5 Oct 2010 15:52

Russia will become WTO member before 2012

MOSCOW. Oct 5 (Interfax) - Russia will most likely become a member of the World Trade Organization before the end of 2011, director of the Economic Development Ministry's department for trade negotiations and head of Russia's delegation to the WTO talks Maxim Medvedkov said at a Tuesday briefing in Moscow.

"If the current pace of the negotiation process persists, then I think we will welcome New Year's 2012 as a member of this organization. I think it will happen," Medvedkov said.

"Technologically, we can wrap up all the negotiations over the next few months, that's clear," he said.

"At last we find ourselves in the final phase of the negotiations," Medvedkov said. This means that of the three large negotiation blocks, the results of talks involving two of them - more precisely, access to the market for goods and services - which were virtually wrapped up in 2006, will in one to three months be technically set.

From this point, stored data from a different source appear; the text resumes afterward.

PR #4087, opened 2022-09-14
Implemented exponential backoff and max retry with resumable uploads

maneesht:
We have exponential backoff implemented, but not for `uploadChunk`. If `uploadChunk` fails, we check if we are in a recoverable state, and then request the status of the upload, and then retry the upload immediately if the request was successful. 

Instead of immediately retrying the upload, we should wait until the appropriate number of seconds, and then retry again. And we should only do so a max number of times. This PR implements both - exponential backoff and max retries.


firebase-storage/src/test/java/com/google/firebase/storage/TestUtil.java
```diff
@@ -32,6 +32,12 @@
 public class TestUtil {
 
   static FirebaseApp createApp() {
+    // Many tests require you to call the callback on the same thread that was initially
+    // instantiated.
+    // With the 5 second keepalive, after 5 seconds, the thread will get killed and eventually a new
+    // one will be created.
+    // Therefore causing many of the tests to fail
+    StorageTaskScheduler.setCallbackQueueKeepAlive(90, TimeUnit.SECONDS);
```
maneesht, line 40: To add additional context:

We call `attachListeners` https://github.com/firebase/firebase-android-sdk/blob/ed10eb5ebe998dc23ead46419a2b4dcbb5e2482c/firebase-storage/src/testUtil/java/com/google/firebase/storage/TestUploadHelper.java#L49 to set up the listeners and then those listeners call `ControllableSchedulerHelper` to verify the callback thread that it initially was called with is the same one that is called in subsequent events https://github.com/firebase/firebase-android-sdk/blob/ed10eb5ebe998dc23ead46419a2b4dcbb5e2482c/firebase-storage/src/testUtil/java/com/google/firebase/storage/ControllableSchedulerHelper.java#L63
However, in cases where we have long backoffs, this won't be the case, as the thread pool will terminate any threads that are not executed within the keepalive time, which is 5 seconds.
Our alternative is to set the keepAlive, or disable the threads from being killed. A third option would be to remove this verification check.

firebase-storage/src/test/java/com/google/firebase/storage/TestUtil.java
```diff
@@ -148,6 +154,6 @@ static void await(Task<?> task, int timeout, TimeUnit timeUnit) throws Interrupt
    * Tasks to be executed.
    */
   static void await(Task<?> task) throws InterruptedException {
-    await(task, 3, TimeUnit.SECONDS);
+    await(task, 10, TimeUnit.SECONDS);
```
tonyjhuang, line 157: why? 

don't forget to update the javadoc

firebase-storage/src/test/java/com/google/firebase/storage/UploadTest.java
```diff
@@ -130,7 +160,7 @@ public void cantUploadToRoot() throws Exception {
         });
 
     // TODO(mrschmidt): Lower the timeout
-    TestUtil.await(task, 300, TimeUnit.SECONDS);
+    TestUtil.await(task, 7, TimeUnit.MINUTES);
```
tonyjhuang, line 163: this seems at odds with the line comment above😅 why is this necessary?

tonyjhuang (commented):
small comments, overall looks good!

firebase-storage/src/main/java/com/google/firebase/storage/UploadTask.java
```diff
@@ -72,6 +79,13 @@ public class UploadTask extends StorageTask<UploadTask.TaskSnapshot> {
   private volatile Exception mServerException = null;
   private volatile int mResultCode = 0;
   private volatile String mServerStatus;
+  private volatile long maxSleepTime;
+  private static final Random random = new Random();
+  /*package*/ static Sleeper sleeper = new SleeperImpl();
+  /*package*/ static Clock clock = DefaultClock.getInstance();
+  private int sleepTime =
+      0; // TODO(mtewani): Make it so that the send is 0,1,2,4,8,... and start at 0
+  private final int sleepInterval = 1000;
```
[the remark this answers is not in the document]
maneesht: Yes

firebase-storage/src/test/java/com/google/firebase/storage/TestUtil.java
maneesht: This is to compensate for the backoff we just implemented. Updated the doc

firebase-storage/src/main/java/com/google/firebase/storage/UploadTask.java
```diff
@@ -410,6 +430,24 @@ private boolean recoverStatus(boolean withRetry) {
...
+    } catch (InterruptedException e) {
+      Log.w(TAG, "thread interrupted during exponential backoff.");
+
+      Thread.currentThread().interrupt();
+      mServerException = e;
+      return false;
+    }
+    boolean sendRes = send(request);
+    if (sendRes) {
+      sleepTime = 0;
```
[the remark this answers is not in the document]
maneesht: Done.

firebase-storage/src/main/java/com/google/firebase/storage/UploadTask.java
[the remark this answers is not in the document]
tonyjhuang: consider renaming to minimumSleepInterval?

firebase-storage/src/test/java/com/google/firebase/storage/TestUtil.java
maneesht: I think in case the wrong executor gets called by `UploadTask`. 

Here's a quick StackOverflow answer that talks about the tradeoffs:
https://stackoverflow.com/a/18225863

firebase-storage/src/test/java/com/google/firebase/storage/UploadTest.java
maneesht: Ended up changing this to 1 minute. The 7 was a precaution :-)

firebase-storage/src/main/java/com/google/firebase/storage/UploadTask.java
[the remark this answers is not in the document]
maneesht: Done

firebase-storage/src/main/java/com/google/firebase/storage/UploadTask.java
```diff
@@ -72,6 +79,13 @@ public class UploadTask extends StorageTask<UploadTask.TaskSnapshot> {
   private volatile Exception mServerException = null;
   private volatile int mResultCode = 0;
   private volatile String mServerStatus;
+  private volatile long maxSleepTime;
+  private static final Random random = new Random();
+  /*package*/ static Sleeper sleeper = new SleeperImpl();
+  /*package*/ static Clock clock = DefaultClock.getInstance();
+  private int sleepTime =
+      0; // TODO(mtewani): Make it so that the send is 0,1,2,4,8,... and start at 0
```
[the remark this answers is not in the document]
maneesht: Done

firebase-storage/src/main/java/com/google/firebase/storage/UploadTask.java
```diff
@@ -321,15 +337,18 @@ private boolean shouldContinue() {
...
-        tryChangeState(INTERNAL_STATE_FAILURE, false);
+    if (inErrorState) {
+      if (currentTime > deadLine || !recoverStatus(true)) {
+        if (serverStateValid()) {
+          tryChangeState(INTERNAL_STATE_FAILURE, false);
+        }
+        return false;
       }
-      return false;
+      sleepTime = Math.max(sleepTime * 2, sleepTime + (minimumSleepInterval * 2));
```
tonyjhuang, line 350: you probably want

`Math.max(sleepTime * 2, minimumSleepInterval)`

The way this is written, the first sleep time == 2000

tonyjhuang (approved):

firebase-storage/src/main/java/com/google/firebase/storage/UploadTask.java
maneesht: Oh wow. Nice catch! Will change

As for the third negotiation block - systemic issues having to do with meeting basic WTO obligations, which were also largely completed in 2008 - changes are now being made to the documentation in light of the formation of Russia's Customs Union with Belarus and Kazakhstan, Medvedkov said. "But this is mainly technical work. It began in April and is now halfway done," he said.

Five amended sections in the working group's final report have already been addressed during the course of informal, multi-party consultations, Medvedkov said. Another ten sections are slated to be gone over during multi-party consultations that kick off in Geneva on October 25, and fifteen others during consultations planned for December 5. All told, changes need to be made to 32-33 sections and the plan is for all materials to be submitted to the working group before the end of this year, he said, though a shortage of time may make complete consideration of the amendments take until early next year.

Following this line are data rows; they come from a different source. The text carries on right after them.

PR #4095, opened 2022-09-14
Add strict mode testing in firebase-messaging

emilypgoogle:
Part of a larger effort to resolve and prevent strict mode violations for eager components.


gsakakihara:
Just to clarify, this isn't actually resolving any strict mode violations, right? This appears to be adding a new test to prevent any new strict mode violations from being added in the future? If so, could you change the commit message to reflect that? I'm slightly concerned that someone just looking at the commit messages could think that there was a problem before and misdiagnose a strict mode issue, believing that it was caused by FCM and not identifying the actual cause.

emilypgoogle:
Firebase squashes commits so I changed the PR name and it'll use that instead of what I used for my branch

gsakakihara (approved):

PR #4100, opened 2022-09-15
lintVersion: 30.2.2 -> 30.3.0-rc01 

kaibolay:
fix `UsingOnClickInXml` which did not work correctly when running in AGP 7.2.2.


kaibolay:
Better fix: https://github.com/firebase/firebase-android-sdk/pull/4104

PR #4108, opened 2022-09-15
Upgrade to AGP 7.3

thatfiredev:
Not a good idea to merge this now since it will require everyone to use AS Dolphin... But I'm curious to see if the build will succeed.


vkryachko:
You may have to also upgrade our CI infra projects, namely

* https://github.com/firebase/firebase-android-sdk/blob/master/health-metrics/benchmark/template/build.gradle
* https://github.com/firebase/firebase-android-sdk/blob/master/smoke-tests/build.gradle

Discussion continues on such issues as the level of subsidies for agriculture, access to the Russian market for meat, the matter of export duties (on timber most of all), several questions concerning the transparency of legislation, the activities of state enterprises, and several others, Medvedkov said.

Negotiations over access to the market for meat have not even begun yet. They are likely to involve from ten to fifteen countries, including the United States, he said. "Our position, in general terms, is that we have to agree in the framework of these negotiations on terms for brining meat into the country that allow for implementing plans we have for development and investment. It's obvious that these conditions will be stricter than those that existed in 2003-2005, when we introduced restrictions on meat for the first time," he said. It would be difficult to say now what the final outcome of the negotiations will look like, as they will take several months, he said. "But I don't think this subject will block accession to the WTO," he said.

After becoming a member, Russia will still be able to apply export duties to the energy group of commodities as to many other goods, Medvedkov said. Russia's embargo on grain exports has not been raised during the negotiations, he said, as all parties understand the reasons behind it and that it is only temporary in nature.

The negotiations are proceeding based on a single position in the talks process with Belarus and Kazakhstan, though the negotiations themselves are being held separately. "Legally, we continue accession as sovereign states, and this will not affect the effectiveness of Customs Union operations," he said.